Page MenuHomePhabricator

Broken data in edits_hourly Druid data cube
Closed, ResolvedPublic


The edits_hourly data cube in Druid contains data that when queried results in errors in both Superset and Turnilo.

In Superset, querying edits_hourly for data that spans 2021-06-12 to 2021-06-30 (inclusive on both ends) will throw this error (as reported by @MNeisler in T346636#9179412):

java.lang.RuntimeException: net.jpountz.lz4.LZ4Exception: Error decoding offset 53533 of input buffer

In Turnilo, querying edits_hourly for data at any point within June 2021 results in an error:

Query error
Request failed with status
code 500

At this point, we don't know if other date ranges will also results in errors.

Event Timeline

VirginiaPoundstone triaged this task as High priority.EditedSep 20 2023, 1:31 PM

Thanks @nettrom_WMF, this is underview as part of our ops week.

Initial checks:

  • Error is reproducible in turnilo for month 2021-06.
  • This month is the only generating error in turnilo (other time-periods show data).
  • The data can be queried in the Hive edit_hourly table.

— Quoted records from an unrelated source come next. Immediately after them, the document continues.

PR #143, opened 2026-07-07
fix(mobile): CJK input loss — IME state machine, focus routing, and Android InputConnection recovery

TeigenZhang:
## Summary

Fixes Chinese/Japanese/Korean (CJK) input silently disappearing on mobile — characters composed in the IME never reach the PTY, or land in the wrong place after switching apps. Three distinct root causes, one per layer:

1. **IME state machine** — `compositionstart`/`compositionupdate`/`compositionend` were not tracked as a proper state machine, so a composition that was interrupted (app switch, focus steal) left `cjkActive` stuck or cleared at the wrong time, dropping the committed text.
2. **Focus routing** — session-select and SSE-reconnect restore paths call `terminal.focus()`, which stole focus back to xterm's hidden textarea while the CJK field was visible. The IME then composed into a black hole (xterm's `onData` is gated by `cjkActive`). Now every `terminal.focus()` routes through one chokepoint that keeps the CJK field focused when it's visible.
3. **Android InputConnection recovery** — some Android keyboards tear down and rebuild the `InputConnection` mid-composition; the textarea silently stopped emitting input events. Detect the dead connection and re-establish it.

## Changes

- `input-cjk.js` — composition state machine + Android InputConnection recovery
- `terminal-ui.js` — focus router chokepoint so restore paths don't steal focus from the CJK field
- `app.js` / `server.ts` — crash-diag tracing hooks used to pin down the Android case
- `test/input-cjk.test.ts` — 9 new cases (241 lines) covering the state machine and focus routing

## Test plan

- [x] `npm test -- test/input-cjk.test.ts` — 9/9 pass
- [x] `npm run check:frontend-syntax`
- [x] Verified on a real Android device (the InputConnection path does not reproduce in Chromium/Playwright)


Ark0N:
Merged — thank you @TeigenZhang! The IME state machine + Android InputConnection recovery is careful, well-documented work — CJK input on mobile is dramatically better for it. Review appended one commit: diagnostic traces are now content-free (the crash-diag pipeline persists locally and server-side, so raw keystrokes/textarea values couldn't ride along), the onData self-heal only refocuses on genuine typed input (xterm's self-generated DA/DSR query replies were stealing focus from other inputs), and the tap-to-unwedge recovery is gated to Android where the wedge exists. Your continued mobile/CJK work is hugely appreciated! 🙏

Interesting counter-intuitive result:

  • SQL queries on the druid dataset from SQLlab work!

Continuing investigations

The issue is with the __time druid field, but the error doesn't always show up depending on how it is accessed.
When accessed for filtering only at month level, no error, while it errors at day level for days between 2021-06-11 and 2021-06-30 (both included).
Given the error from druid (decompression error), this feels like a corrupted file from indexation.

I will launch a re-indexation of the dataset, which hopefully should fix the issue.